Issue #923, opened 2022-08-29
multiple medley instances on the same machine step on each other's lisp.virtualmem


masinter:
it's easy to wind up starting multiple instances of medley. They can really interfere with each other writing lisp.virtualmem at SAVEVM time or LOGOUT etc. This isn't a problem with online (it's harder to get an online) or when it is only invoked manually. 

People complain about Medley cluttering up their login directory...  
also about time-machine backing up a vmem file if you write one every 10 minutes.

I'd like to get more frequent vmems to help us diagnose crashes.

There are some issues about having open files complain if you restart a vmem made when it was loading and you restart in a different directory.

shell commands inherit PWD from the launching shell rather than the lisp one.

masinter:
i'm experimenting with a version of run-medley that takes a -timestamp option.
When you specify -timesstamp, it will generate

lisp.virtualmem.220906222453 instead of plain 'lisp.virtualmem' (or whatever your -vmem was.)

when you start a run-medley without specifying a sysout to run, it will use the most recently written (using `ls -t lisp.vmem`*).

the idea is that each time you run-medley there's a unique lisp.vmem file for that run.
(need to add a 1-second delay in cases where the lisp.vmem.220906... file already exists).

There should be some kind of automatic trim when you exit Lisp normally ? 
In the version-vmem branch.

https://github.com/Interlisp/medley/compare/master...version-vmem

not ready for prime time but wanted some ideas about how to approach the problem.

masinter:
@fghalasz solved the problem anogher way (the --id flag o medley startup).

PR #928, opened 2022-09-08
add a '-timestamp' option to run-medley that timestamps lisp.virtualmem

masinter:
It seemed like we were discussing overlapping concerns with IDLE, LOGOUT and SAVEVM in a PR that had been merged (#904) and then reverted (#922) to address an issue about shutting down online sessions that had been closed, and a related issue #923 that arises when you are NOT online but instead have open multiple sessions on the same machine and them stepping on each other.
 
* Behavior should be configurable simply (e.g. by IDLE.PROFILE)
* don't clog the user's disk or backups
* Distinguish between abandoning a session when falling asleep or called away, vs. closing the X window
* ONLINEP images  (LOGOUT) saving VM if session is abandoned (current behavior)
* Matching D-machine experience (background SAVEVM) is a plus (running two sessions = borrowing one of the pool Dorados)
 
I think some variant of this (draft) PR to timestamp the saved vmems in the file names, using the most recent if starting up with no other qualification.

### DIFF
--- a/run-medley
+++ b/run-medley
@@ -1,4 +1,4 @@
-#!/bin/sh
+#!/bin/sh -x
 #               Run Medley
 #
 # Syntax: run-medley [-noscroll]                 #turn off scrollbars
@@ -114,16 +114,32 @@ while [ "$#" -ne 0 ]; do
 	    mem="-m $2 "
 	    shift
 	    ;;
+
         "-vmem" | "--vmem" | "-vmfile" )
             export LDEDESTSYSOUT="$2"
             shift
             ;;
+
+	"-timestamp" )
+	    savedvm="$LDEDESTSYSOUT."`date +%y%m%d%H%M%S`
+	    if [ -f "$LDEDESTSYSOUT" ]; then    # already a lisp.vmem
+		latest=`ls -t ${LDEDESTSYSOUT}* | head -n 1`
+		echo saved  $savedvm    latest   $latest
+		export LDESRCESYSOUT="$latest"
+		ln "$LDEDESTSYSOUT" "$savedvm"  # link it to the dated
+		export LDESRCESYSOUT="$savedvm" # 
+	    fi 
+	    export LDEDESTSYSOUT="$savedvm" 
+	    ;;
+	
         "-full")
             export LDESRCESYSOUT="$MEDLEYDIR/loadups/full.sysout"
             ;;
+	
         "-lisp")
             export LDESRCESYSOUT="$MEDLEYDIR/loadups/lisp.sysout"
             ;;
+
         "-n" | "-new" | "-newfull" )
             export LDESRCESYSOUT="$MEDLEYDIR/tmp/full.sysout"
             ;;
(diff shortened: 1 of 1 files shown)


masinter:
Can more of the logic here can be done in Lisp?
If there are multiple vmem files around and you didn't supply one as your LDESRCEYSOUT (or on the command line to RUN-MEDLEY) pick the latest one? (by write date) choice needs to be done before lisp starts, but it doesn't matter what suffix was used -- could just use version numbers. 

note that the write order might not be version number order: start A start B logout B logout A, then restartshould restart A not B.

fghalasz:
I think we are conflating two issues that should be orthogonal to each other:  1) the issue of auto savevm/logout kicked off by idle and 2) the issue of savevm/logout when there is more more than one instance of Medley running at a time.  Seems like the solution offered here is really about the second issue - which exists whether or not we do auto savevm/logout during idle. So I propose we use this Issue/PR to discuss the multiple simultaneous instances problems/solutions.  And use Issue#904 to discuss the issues surrounding auto savevm/logout during idle.

I don't think the use of of timestamps to distinguish lisp.virtualmems is particularly useful.  Usually when you are running multiple run-medleys, you know why - e.g., one is running master, one is running dev branch and one is for quick tests.  So why not use labels for the various run-medley instances.  For example: `run-medley --vl master ... & run-medley --vl dev ... & run-medley --vl test ...`.  And if you don't specify a --vl, then it would default to, say, --vl default.

run-medley would check to make sure that no other process has _lisp.virtualmem.\<vl value>_ open for write (e.g.. using lsof).  If not it would then immediately open for write (not exactly atomic but good enough for these purposes) and use that as LDEDESTSYSOUT.  If _lisp.virtualmem.\<vl value>_ was already open for write, then run-medley would exit with appropriate error message to the user.

This would mean that with no --vl, users can only run one run-medley at a time.  And with --vl, they can only run one run-medley with a given label at a time.  I think this would cover most common use cases.  And for folks like Ron who never use SAVEVM nor LOGOUT without T, we could have a flag (and corresponding environ variable) that just skips all this checking and happily starts N run-medleys without worrying that they might overwrite their lisp.virtualmems.

On startup, run-medley would just use the _lisp.virtualmem.\<vl value>_ as LDESRCESYSOUT unless LDESRCESYSOUT is otherwise specified.

fghalasz:
Also some quick comments on the code in this PR

1.  You deleted the section that started with `if [ -z "$LDESRCESYSOUT" ] ; then`.  But in the case where no --timeline flag was  given, this significantly changes how run-medley works.  I didn't dig into it deeply, but at the very least this section should go back in, possibly with a !--timeline guard.
2.   Nit:  #!/bin/sh -x

masinter:
@fghalasz 

> I think we are conflating two issues that should be orthogonal to each other: 1) the issue of auto savevm/logout kicked off by idle and 2) the issue of savevm/logout when there is more more than one instance of Medley running at a time. 

The only connection is that 2 was happening because I'd changed the default IDLE.PROFILE in dealing with 1. 

> I don't think the use of of timestamps to distinguish lisp.virtualmems is particularly useful. 

I've been running with it and I agree. Too long and hard to decipher.
The subr that implements savevm (the vmemsave subr) takes a path name so I'll experiment with that.

run-medley adds a lot of complexity that is quite off-putting to those getting started.
All of these environment variables! I'm going to close this PR and try something else (the VMEMSAVE subr takes a filename argument that we're currently not using).

masinter:
that was hasty, but maybe this is an opportunity to redo the run-medley / lde / LDESYSOUT environment variables into something more sensible. When I first saw that, it was awfully complex.
Perhaps a new executable target in addition to the lde / ldex / ldeinit ones that would have a sensible behavior?

nbriggs:
We should think about what it should do… let’s design it before rushing off to change it.  I don’t have the lde source in front of me, but will look at what’s there when I get back. Logically there’s the image you’re starting from, which may be a fresh one or resuming the last state, and the place it’s going to save the current state on exit, which is not going to be on top of a fresh startup  image. Beyond that there are explicit saves to a given name for sysout and makesys operations.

▸ **REQUIREMENT**
Read the records above. Show each line that has the string "started".

▸ **RESPONSE AREA**
1.  You deleted the section that started with `if [ -z "$LDESRCESYSOUT" ] ; then`.  But in the case where no --timeline flag was  given, this significantly changes how run-medley works.  I didn't dig into it deeply, but at the very least this section should go back in, possibly with a !--timeline guard.
run-medley adds a lot of complexity that is quite off-putting to those getting started.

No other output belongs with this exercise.